Yes, I am a foreigner. I'm an American citizen, but still a foreigner to very many Americans. I think the Mexicans and the Hispanics at times are more welcome than me. Many Americans view Romania as an eastern European (not Balkan, as Romania IS) third-world country from where wealthy, ugly, fat, bald men buy wives and bring them here. Sometimes when I am asked of where I come from because of my accent and I say I'm from Romania, Americans sometimes ask if I am an "overseas" bride, and ask who or where my husband is.

When I tell them I'm a college student sent here to take care of my elderly great-aunt and to receive my education, some don't believe me. They say they know better, and men get Romanian brides all the time, so I am called a liar. One woman said she felt sorry for me because she "knew" I was one of those women and she felt sorry for me because I didn't have a wedding ring. 

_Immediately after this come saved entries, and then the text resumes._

PR #88, opened 2022-03-24
[Refactor] Improve bridging RendererView into SwiftUI

vhuseinova-msft:
## Purpose

* Added VideoRendererUIView for correct bridging RendererView into SwiftUI
* Removed the workaround in ParticipantGridCellView

```
[ ] Yes
[x] No
```

## Pull Request Type

```
[ ] Bugfix
[ ] Feature
[ ] Other... Please describe:
```

## How to Test
*  Get the code

```
git clone [repo-address]
cd [repo-name]
git checkout [branch-name]
npm install
```

## What to Check
* Participants grid and videos are rendered correctly on the Call screen
* Local video is displayed on the Setup and Calling screens

### DIFF
--- a/AzureCommunicationUI/AzureCommunicationUI/Presentation/SwiftUI/Calling/Grid/Cell/ParticipantGridCellView.swift
+++ b/AzureCommunicationUI/AzureCommunicationUI/Presentation/SwiftUI/Calling/Grid/Cell/ParticipantGridCellView.swift
@@ -12,15 +12,12 @@ struct ParticipantGridCellView: View {
     let getRemoteParticipantRendererView: (RemoteParticipantVideoViewId) -> ParticipantRendererViewInfo?
     let rendererViewManager: RendererViewManager?
     @State var displayedVideoStreamId: String?
-    @State var isVideoChanging: Bool = false
     let avatarSize: CGFloat = 56
 
     var body: some View {
         Group {
             GeometryReader { geometry in
-                if isVideoChanging {
-                    EmptyView()
-                } else if let rendererViewInfo = getRendererViewInfo() {
+                if let rendererViewInfo = getRendererViewInfo() {
                     let zoomable = viewModel.videoViewModel?.videoStreamType == .screenSharing
                     ParticipantGridCellVideoView(videoRendererViewInfo: rendererViewInfo,
                                                  rendererViewManager: rendererViewManager,
@@ -32,21 +29,6 @@ struct ParticipantGridCellView: View {
                     avatarView
                         .frame(width: geometry.size.width,
                                height: geometry.size.height)
-                }
-            }
-        }
-        .onReceive(viewModel.$videoViewModel) { model in
-            let cachedVideoStreamId = displayedVideoStreamId
-            if model?.videoStreamId != displayedVideoStreamId {
-                displayedVideoStreamId = model?.videoStreamId
-            }
-
-            if model?.videoStreamId != cachedVideoStreamId,
-               model?.videoStreamId != nil {
-                // workaround to force rendererView being recreated
-                isVideoChanging = true
-                DispatchQueue.main.asyncAfter(deadline: .now() + 0.5) {
-                    isVideoChanging = false
                 }
             }
         }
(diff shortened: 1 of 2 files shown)


kevinyulu (commented):
Tested in iPhone XR iOS 15.3.1. The video shows in portrait. For some reason when I switch to landscape, the app is not responding on my device.

AmyL219 (commented):
I tried the constraints to resizing the rendererView, but it would caused the renderView failed in rendering in the old branch. 
So had to call `update(rendererView)` to resize the view manually by assigning frame. And we have to update the frame even if the `self.rendererView == rendererView`. Because the size of the VideoRenderView would be update by calling `UpdateUIView` and we need to update the frame manually every-time when the size change. 
But this would cause another issue which I have described inside the [document]([SwiftUIParticipantVideoRenderView.docx](https://microsoft-my.sharepoint-df.com/:w:/p/longamy/ETZauZ84HjxFrxoJDQvRp2UBLMAx1YQWk7FxRgH1dDrIxg?e=R3LcgY&isSPOFile=1&OR=Teams-HL&CT=1647905713375&params=eyJBcHBOYW1lIjoiVGVhbXMtRGVza3RvcCIsIkFwcFZlcnNpb24iOiIyOC8yMjAzMDcwMTYxMCJ9)).

vhuseinova-msft:
> I tried the constraints to resizing the rendererView, but it would caused the renderView failed in rendering in the old branch.
> So had to call `update(rendererView)` to resize the view manually by assigning frame. And we have to update the frame even if the `self.rendererView == rendererView`. Because the size of the VideoRenderView would be update by calling `UpdateUIView` and we need to update the frame manually every-time when the size change.
> But this would cause another issue which I have described inside the document.

@AmyL219 yes, I've removed the constraints usage after the @kevinyulu'c comment and changed it to autoresizingMask that should guarantee that the view will be resized as expected. In this case, I think we shouldn't set frame once more when self.rendererView == rendererView.
Also, this solution is not the same as was implemented in DebugRenderView branch so I haven't got the same issue with the gray view that isn't updated to the video.  Please let me know if you will notice any issues with the layout after the last commit.

AmyL219:
For autoresizingMask, it updates the subviews when it's bounds updated, see the [AutoresizingMask](https://developer.apple.com/documentation/uikit/uiview/1622559-autoresizingmask). So in this case, we should set the `VideoRendererUIView` autoresizing mask, because we want it resize the renderView which is the subview of `VideoRendererUIView`

in my test observation, the gridView would call `makeUIview` to make a new `VideoRendererUIView` whenever the resizing is happening. Not sure if autoresizing mask is working. I think we still need to test the scenario when `makeUIview` is not called but `updateUIView` is called for renderView resizing though.

vhuseinova-msft:
> For autoresizingMask, it updates the subviews when it's bounds updated, see the [AutoresizingMask](https://developer.apple.com/documentation/uikit/uiview/1622559-autoresizingmask). So in this case, we should set the `VideoRendererUIView` autoresizing mask, because we want it resize the renderView which is the subview of `VideoRendererUIView`
> 
> in my test observation, the gridView would call `makeUIview` to make a new `VideoRendererUIView` whenever the resizing is happening. Not sure if autoresizing mask is working. I think we still need to test the scenario when `makeUIview` is not called but `updateUIView` is called for renderView resizing though.

As per documentation, we don't have to update the superview as we need to set this only for our subview and the subview will be updated when bounds for the superview is changed. 

 `updateUIView` is called a couple of times (1 after makeUIview with frame = .zero and other times without makeUIview but with updates to frame) when there are a lot of participants and:
1) a participant, that is not present on the grid, starts to talk
2) screen orientation is changed

I've tested both cases on iPhone 13 mini and a couple of simulators, and haven't noticed any differences in UI when` self.rendererView?.frame = frame` is added when `self.rendererView == rendererView` or not.

AmyL219 (approved):
Okey, I haven't seen issue in my local testing. Let's keep an eye on this in the bug bash.

kevinyulu (approved):
tested, LGTM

Americans seem to be very confused when it comes to these things. 

I handle those issues well. Today, however, was a bit difficult.

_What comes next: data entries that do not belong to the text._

PR #89, opened 2022-03-25
[Bug] Demo App AuthenticationHelper never called back in case of error

JoshuaLai:
## Purpose
Bug in our demo app, if the token fetcher fails for any reason we were never responding to the error, so the composite would freeze
Token struct decodable looks like it was also out of date. 
image

```
[ ] Yes
[x] No
```

## Pull Request Type

```
[x] Bugfix
[ ] Feature
[ ] Other... Please describe:
```


AzureCommunicationUI/AzureCommunicationUIDemoApp/AuthenticationHelper.swift
```diff
@@ -9,21 +9,29 @@ import AzureCommunicationCalling
 class AuthenticationHelper {
     static func getCommunicationToken(tokenUrl: URL) -> TokenRefresher {
         struct TokenResponse: Decodable {
+            let userAndToken: UserAndTokenResponse
+            let endpointUrl: String?
+        }
+        struct UserAndTokenResponse: Decodable {
             let token: String
+            let expiresOn: String?
+            let user: String?
```
kevinyulu, line 18: Should this user be an object type? I looked into the response json from the url. looks like this user is an object type. this is causing the decoding to fail from my side.

AmyL219:
My token generation Url response is different from yours.So I couldn't login with token fetch url with the change. I think the response is generally apply to different Azure Function setting. For example, I only request token for `'voip'`

kevinyulu (dismissed):
Checked with @JoshuaLai about the case of url response getting `401` due to authentication and page redirect before seeing the json response. I think this is outside the scope of this ticket and can be discussed separately. PR looks good.

JoshuaLai:
> 



> My token generation Url response is different from yours.So I couldn't login with token fetch url with the change. I think the response is generally apply to different Azure Function setting. For example, I only request token for `'voip'` Screen Shot 2022-03-30 at 9 33 37 AM

Oh interesting I guess it makes sense that different urls return different bodies. Maybe I undo the change to the decodable object?

kevinyulu (approved):

palatter (approved):
Looks good and tested.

I have a Discover credit card. NO, my parents do not pay off the balances! I do with my monthly stipend. Having credit cards also teaches one to live well under their means and use these credit cards very, very carefully. And no, I don't have any outstanding balances! I pay my Discover and my American Express and my Visa off every month, if I use them. Many times I don't use them. 

But today, I was very certainly put in my place as an immigrant. I had bought some expensive food, a very nice pork tenderloin, and some nice thick steaks, a bag of potatoes, milk, Doritos, Velveeta sharp cheddar cheese and jalapenos(for nachos).

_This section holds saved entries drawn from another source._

PR #90, opened 2022-03-26
[Feature] Added XCUITest for join call and leave call related UX

kevinyulu:
## Purpose
In this PR, I added a few XCUITests for join call related UX

```
[ ] Yes
[x] No
```

## Pull Request Type

```
[ ] Bugfix
[x] Feature
[ ] Other... Please describe:
```

## How to Test
*  Get the code

```
git clone [repo-address]
cd [repo-name]
git checkout [branch-name]
npm install
```

* Test the code

Run the XCUITest in the Xcode

## What to Check
Run the XCUITest in the Xcode and check whether if there is any fail tests


JoshuaLai (dismissed):
lgtm

vhuseinova-msft (dismissed):

AzureCommunicationUI/AzureCommunicationUIDemoAppUITests/AzureCommunicationUIDemoAppUITests.swift
```diff
@@ -93,12 +147,76 @@ class AzureCommunicationUIDemoAppUITests: XCUITestBase {
         }
     }
 
+    // MARK: Private / helper functions
+
+    private func tapInterfaceFor(_ interface: CompositeSampleInterface) {
+        app?.buttons[interface.name].tap()
```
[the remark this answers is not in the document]
kevinyulu: yeah that's a good call. My thought of use helper functions was actually to make them represent the general UITest actions and to reduce the duplications of code with identical button name strings. I am also going to do some refactors on the other buttons in the next UITest tickets to reduce # of duplicated button names usages in the file.

AzureCommunicationUI/AzureCommunicationUIDemoAppUITests/AzureCommunicationUIDemoAppUITests.swift
```diff
@@ -15,73 +44,98 @@ class AzureCommunicationUIDemoAppUITests: XCUITestBase {
     }
 
     func testCallCompositeLaunch() {
```
AmyL219, line 46: Not sure if there is any naming convenient for UI test cases? Should we reach a consensus for the UI test naming convenient?

AzureCommunicationUI/AzureCommunicationUIDemoAppUITests/AzureCommunicationUIDemoAppUITests.swift
```diff
@@ -93,12 +147,76 @@ class AzureCommunicationUIDemoAppUITests: XCUITestBase {
...
+
+    private func tapInterfaceFor(_ interface: CompositeSampleInterface) {
+        app?.buttons[interface.name].tap()
+    }
+
+    private func tapMeetingType(_ meetingType: CompositeMeetingType) {
+        app?.buttons[meetingType.name].tap()
+    }
+
+    private func tapEnabledButton(buttonName: String, shouldWait: Bool) {
```
AmyL219, line 160: Should these helper method be wrapper into a separated helper class? Therefore we can reuse these functions in different class?

AzureCommunicationUI/AzureCommunicationUIDemoAppUITests/AzureCommunicationUIDemoAppUITests.swift
kevinyulu: yeah we can discuss the test function names with the group.

AzureCommunicationUI/AzureCommunicationUIDemoAppUITests/AzureCommunicationUIDemoAppUITests.swift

When I paid for these things, I went into trouble. My Discover credit card (NOT a food stamp card) looks much like this:

Attachment 2061

The North Carolina food stamps card looks much like this:

Attachment 2062

That cashier saw me swipe my card, and when it appeared as "credit" on her screen, she said, "No, you can't run that as credit." I asked why, and she said, "You have a food stamps card. it's used as a debit card and you have to run it as debit."

I said, "It's not a food stamps card. It's a credit card."

The cashier said, "No, I know what a food stamps card is. Now try it again as a debit card."

I said, "I can't, I don't have a PIN for it. It is a credit card."

The lady next to me in line said, "Honey, I can tell by your accent you're probably new to all this. Let me help you. You have a food stamps card. Now what is your PIN? I'll show you how to use this."

I became frustrated and I said, "This is a Discover credit card. It has no PIN!"

The cashier said, "Oh well, it looks like a food stamps card. Give it to me and I'll go to a manager."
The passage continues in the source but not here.